12. What are the procedures for reporting sexually transmitted diseases?

( a ) Reports of AIDS, HIV infection, CD4+ T Lymphocyte cell count below 200 cells/microliter, or CD4+ T lymphocyte percentage of less than 14% shall be made using all of the information collected by the reporting entity found in the most current version of forms CDC 50.42B, CDC 50.42C, or STD-28.

( b ) Reports of chancroid, chlamydia trachomatis infection, gonorrhea and syphilis shall be made using all of the information collected by the reporting entity found in the most current version of form STD-27 or STD-28.

( c ) Reports pertaining to congenital syphilis shall be made using all of the elements found in the most current version of the form adopted by the Bureau of HIV and STD Prevention.

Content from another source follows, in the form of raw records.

PR #278, opened 2022-12-23
Generalize socket active n

### LINKED ISSUE #230: Introduce options in epgsql to deal with potential OOM from statements returning big volumes of data
### Background
As of now, if someone writes a select statement that returns large volumes of data there is a high chance the application node processing this volume might go **OOM**.
This problematic query can in turn kill all the running application nodes if it will be processed by them. For such scenarios the cascading failure of one poorly written select, or a select written when data volumes were too low, can have a catastrophic impact on the whole application cluster. 

One solution to this problem would be to introduce a connection parameter, `max_returned_bytes`, that will be used by epgsql for all the executed queries.
Once the returned bytes exceed the value of the provided option then epgsql will kill the connection process and return back some form of error stating that an `out_of_memory` was reached.

This solution alone won't save us from OOM since there is another scenario:
Let's say epgsql is capable of parsing 10MB/s of messages but our database server plus network is so fast that we received 10GB/s from the socket. In this scenario our mailbox of epgsql gen_sever will get so full that it will cause an OOM.  
After discussing in person with @seriyps, he pointed out the cause of the last OOM was due to the way how we initiate our sockets within epgsql: `{active, true}`.
Had we been using `{active, once}` then we would have been guaranteed to get no more than one TCP message at a time in the mailbox. This option comes with a potential performance hit though.
We can overcome this issue by providing another connection option that allows the callers of epgsql to decide for themselves if they want {active, true} or {active, once}.

### Acceptance Criteria
Introduce two more connection options:
* `max_returned_bytes` -> return an error when the returned handled bytes from epgsql exceeds this number. If no value if provided then continue as today.
* `sock_opts` -> allow the caller to provide sock_opts that epgsql shall use when opening a socket. The default value should be `{active, true}` if no value is provided.

I am open for opinions and further discussion on this topic.

seriyps:
In #275 `socket_active` option have been implemented for the streaming replication mode. In this PR I expand this option usage to any possible epgsql mode.
It may also partially fix #230

### DIFF
--- a/README.md
+++ b/README.md
@@ -73,6 +73,7 @@ connect(Opts) -> {ok, Connection :: epgsql:connection()} | {error, Reason :: epg
       port =>     inet:port_number(),
       ssl =>      boolean() | required,
       ssl_opts => [ssl:tls_client_option()], % @see OTP ssl documentation
+      socket_active => true | integer(), % @see "Active socket" section below
       tcp_opts => [gen_tcp:option()],    % @see OTP gen_tcp module documentation
       timeout =>  timeout(),             % socket connect timeout, default: 5000 ms
       async =>    pid() | atom(),        % process to receive LISTEN/NOTIFY msgs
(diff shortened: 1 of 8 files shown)


README.md
```diff
@@ -125,10 +126,12 @@ Only `host` and `username` are mandatory, but most likely you would need `databa
 - `application_name` is an optional string parameter. It is usually set by an application upon
    connection to the server. The name will be displayed in the `pg_stat_activity`
    view and included in CSV log entries.
-- `socket_active` is an optional parameter, which can be true or integer in the range -32768
-  to 32767 (inclusive). This option only works in the replication mode and is used to control
-  the flow of incoming messages. See [Streaming replication protocol](#streaming-replication-protocol)
-  for more details.
+- `socket_active` is an optional parameter, which can be `true` or integer in the range -32768
```
davidw, line 129: 'or an integer'

README.md
```diff
@@ -125,10 +126,12 @@ Only `host` and `username` are mandatory, but most likely you would need `databa
...
+   to 32767 (inclusive, however only positive value makes sense right now).
```
davidw, line 130: 'positive values'

davidw (approved):

seriyps:
Thanks @davidw !

PR #279, opened 2022-12-30
Handle ReadyForQuery synchronously in the replication mode

featalion:
In some cases a message can be received even after a command is complete. One of such examples is when a logical replication is started on a slot already and another client tries to start replication on the same slot. First, PG sends `55006` to indicate the `object in use` error, but right after it the socket receive `Z` (ready for query). At the time of arrival of the `Z` message with value `I`, the command is unset in `epgsql_sock`'s state, which leads to a crash like the following:
```
** Reason for termination ==
** {'module could not be loaded',
       [{undefined,handle_message,
            [90,<<"I">>,
             {state,gen_tcp,#Port<0.99>,<<>>,
                 {214,-1904053072},
                 on_message,
                 {codec,...},
                 {[],[]},
                 undefined,undefined,undefined,undefined,
                 [{<<"application_name">>,<<>>},...],
                 [],[],true,73,undefined,
                 {repl,undefined,0,0,undefined,undefined,undefined,
                     <0.1665.0>,false},
                 #{codecs => [{epgsql_decimal,[]}],...}}]}]}
```
When trying to start a replication, a `ReadyForQuery` message comes after any error.

### DIFF
--- a/src/commands/epgsql_cmd_start_replication.erl
+++ b/src/commands/epgsql_cmd_start_replication.erl
@@ -12,7 +12,6 @@
 
 -type response() :: ok | {error, epgsql:query_error()}.
 
--include("epgsql.hrl").
 -include("protocol.hrl").
 -include("../epgsql_replication.hrl").
 
@@ -65,16 +64,13 @@ execute(Sock, #start_repl{slot = ReplicationSlot, callback = Callback,
 %% CopyBothResponse
 handle_message(?COPY_BOTH_RESPONSE, _Data, Sock, _State) ->
     {finish, ok, ok, epgsql_sock:set_packet_handler(on_replication, Sock)};
-handle_message(?ERROR, #error{codename = object_in_use} = Error, Sock, State) ->
-    %% A replication slot is in use already. In this case, protocol sends a ReadyForQuery message.
+handle_message(?ERROR, Error, Sock, State) ->
+    %% In the case of error, Postgresql replication protocol sends a ReadyForQuery message.
     %% Adds an error to results to handle it later in the ?READY_FOR_QUERY branch.
     Result = {error, Error},
     {add_result, Result, Result, Sock, State};
-handle_message(?ERROR, Error, _Sock, _State) ->
-    Result = {error, Error},
-    {sync_required, Result};
 handle_message(?READY_FOR_QUERY, _Data, Sock, _State) ->
     [Error = {error, _}] = epgsql_sock:get_results(Sock), % assert a single error response
-    {sync_required, Error};
+    {finish, Error, done, Sock};
 handle_message(_, _, _, _) ->
     unknown.
--- a/src/commands/epgsql_cmd_start_replication.erl
+++ b/src/commands/epgsql_cmd_start_replication.erl
@@ -65,8 +65,16 @@ execute(Sock, #start_repl{slot = ReplicationSlot, callback = Callback,
 %% CopyBothResponse
 handle_message(?COPY_BOTH_RESPONSE, _Data, Sock, _State) ->
     {finish, ok, ok, epgsql_sock:set_packet_handler(on_replication, Sock)};
+handle_message(?ERROR, #error{codename = object_in_use} = Error, Sock, State) ->
+    %% A replication slot is in use already. In this case, protocol sends a ReadyForQuery message.
+    %% Adds an error to results to handle it later in the ?READY_FOR_QUERY branch.
+    Result = {error, Error},
+    {add_result, Result, Result, Sock, State};
 handle_message(?ERROR, Error, _Sock, _State) ->
     Result = {error, Error},
     {sync_required, Result};
+handle_message(?READY_FOR_QUERY, _Data, Sock, _State) ->
+    [Error = {error, _}] = epgsql_sock:get_results(Sock), % assert a single error response
+    {sync_required, Error};
 handle_message(_, _, _, _) ->
     unknown.
--- a/test/epgsql_replication_SUITE.erl
+++ b/test/epgsql_replication_SUITE.erl
@@ -10,6 +10,7 @@
 
          connect_in_repl_mode/1,
          create_drop_replication_slot/1,
+         no_replication_slot/1,
          replication_sync/1,
          replication_async/1,
          replication_async_active_n_socket/1,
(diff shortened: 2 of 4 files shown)


seriyps:
Can you add a test that reproduces this issue?

featalion:
I'll try.

featalion:
The test has been added.

test/epgsql_replication_SUITE.erl
```diff
@@ -75,6 +77,37 @@ replication_async_active_n_ssl(Config) ->
...
+        Res1 = Module:start_replication(C, "epgsql_test", Parent, {C, Parent}, "0/0"),
+        ?assertEqual(ok, Res1),
+        spawn(
+          fun() ->
+              %% This connection will be terminated due to an unexpected message:
+              %%   EmptyQueryResponse (B), Byte1('I'), Int32(4)
+              %% https://www.postgresql.org/docs/current/protocol-message-formats.html
+              process_flag(trap_exit, true),
+              C2 = epgsql_ct:connect(Config, User, [{replication, "database"}]),
+              Res2 = Module:start_replication(C2, "epgsql_test", self(), {C2, self()}, "0/0"),
```
seriyps, line 97: I'm not a big expert in replication protocol... Does it mean it's not allowed to have two replications on the same slot?
May you please add some kind of a diagram of what heppens when someone attempts to launch a 2nd replication on the same slot?

The 2nd attempt message exchange would look like this?

```
> SimpleQuery "START_REPLICATION ..."
< CopyBothResponse
< EmptyQueryResponse
```

seriyps: I just can't find `EmptyQueryResponse` anywhere in the docs in context of the replication https://www.postgresql.org/docs/15/protocol-replication.html

featalion: > Does it mean it's not allowed to have two replications on the same slot?

Yes, only one process can occupy a slot.

> The 2nd attempt message exchange would look like this?
> 
> ```
> > SimpleQuery "START_REPLICATION ..."
> < CopyBothResponse
> < EmptyQueryResponse
> ```

Seems like it is. I don't know why it happens, unfortunately. I have tried to find out by googling and monitoring a connection quickly, but I didn't find the reason. Maybe it is a bug in the protocol...

featalion: My mistake, the correct flow is the following:
```
> SimpleQuery "START_REPLICATION ..."
< CopyBothResponse
< ReadyForQuery
```

src/commands/epgsql_cmd_start_replication.erl
```diff
@@ -65,8 +65,16 @@ execute(Sock, #start_repl{slot = ReplicationSlot, callback = Callback,
...
+    %% A replication slot is in use already. In this case, protocol sends a ReadyForQuery message.
+    %% Adds an error to results to handle it later in the ?READY_FOR_QUERY branch.
+    Result = {error, Error},
+    {add_result, Result, Result, Sock, State};
 handle_message(?ERROR, Error, _Sock, _State) ->
     Result = {error, Error},
     {sync_required, Result};
+handle_message(?READY_FOR_QUERY, _Data, Sock, _State) ->
+    [Error = {error, _}] = epgsql_sock:get_results(Sock), % assert a single error response
+    {sync_required, Error};
```
seriyps, line 78: I wonder if it is really in a `sync required` state... What would happen if you return `{finish, Error, done, State}` and then would try to `start_replication/5` to a different, non-occupied slot? Would this 2nd attempt just work or connection is indeed out-of-sync and unusable?

seriyps (commented):
I think the test can be simplified now and also I'm not really convinced that we should set the `sync_required` flag, I think as soon as we got `ready_for_query` we are in a good shape, with `squery` sequence being completed.

test/epgsql_replication_SUITE.erl
```diff
@@ -75,6 +77,38 @@ replication_async_active_n_ssl(Config) ->
...
+  Parent = self(),
+  epgsql_ct:with_connection(
+    Config,
+    fun(C) ->
+        create_replication_slot(Config, C),
+        Res1 = Module:start_replication(C, "epgsql_test", Parent, {C, Parent}, "0/0"),
+        ?assertEqual(ok, Res1),
+        spawn(
+          fun() ->
+              %% This connection will be terminated due to an unexpected message:
```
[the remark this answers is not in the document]
featalion: I thought about it. On one hand it makes perfect sense, on other hand as soon as it is a non-documented behaviour the test case might wait forever (or CT timeout) to complete. If you prefer to have a synchronous test I will update it.

src/commands/epgsql_cmd_start_replication.erl
featalion: It makes sense to me to assume that the connection is in sync here.

seriyps:
On https://www.postgresql.org/docs/current/protocol-replication.html in the description of `START_REPLICATION SLOT slot_name LOGICAL XXX/XXX` it says

> The server can reply with an error, for example if the slot does not exist.

So this behaviour seems to be generic :+1:

src/commands/epgsql_cmd_start_replication.erl
```diff
@@ -65,8 +65,13 @@ execute(Sock, #start_repl{slot = ReplicationSlot, callback = Callback,
...
-handle_message(?ERROR, Error, _Sock, _State) ->
+handle_message(?ERROR, Error, Sock, State) ->
+    %% In the case of error, Postgresql replication protocol sends a ReadyForQuery message.
+    %% Adds an error to results to handle it later in the ?READY_FOR_QUERY branch.
     Result = {error, Error},
-    {sync_required, Result};
+    {add_result, Result, Result, Sock, State};
+handle_message(?READY_FOR_QUERY, _Data, Sock, _State) ->
+    [Error = {error, _}] = epgsql_sock:get_results(Sock), % assert a single error response
+    {finish, Error, Error, Sock};
```
seriyps, line 75: it should be `{finish, Error, done, Sock}`, because we already sent `{error, _}` from line 72. See how `squery` works for the reference

https://github.com/epgsql/epgsql/blob/bcd1aff3be419dee1c94ef447780d91fad9e8f07/src/commands/epgsql_cmd_squery.erl#L76

seriyps (changes requested):
Just onle last bit about `done` (it's important for `epgsqli` interface)

seriyps (approved):
Thanks!

seriyps (approved):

( d ) Reports pertaining to enhanced perinatal HIV surveillance shall be made using all of the elements found in the most current version of the form adopted by the Bureau of HIV and STD Prevention.

25 TX ADC s 97.133

13. What other types of injuries or conditions are reportable?

Submersion injuries, traumatic spinal cord injuries, traumatic brain injuries and information on trauma patients. All pre-hospital calls where the pre-hospital provider is dispatched, responds, provides care and/or transports a patient should be reported.

25 TX ADC s 103.12

14. What are the reporting requirements for human exposure to rabies?

( a ) Any person having knowledge of a potential rabies exposure to a human will report the incident to the local rabies control authority as soon as possible, but not later than 24 hours from the time of the incident. This requirement does not apply to bites by low risk animals.

( b ) The owner or custodian of the potentially rabid animal will place that animal in quarantine or submit it for testing.

( c ) The local rabies control authority will investigate each potential exposure and assure appropriate resolution.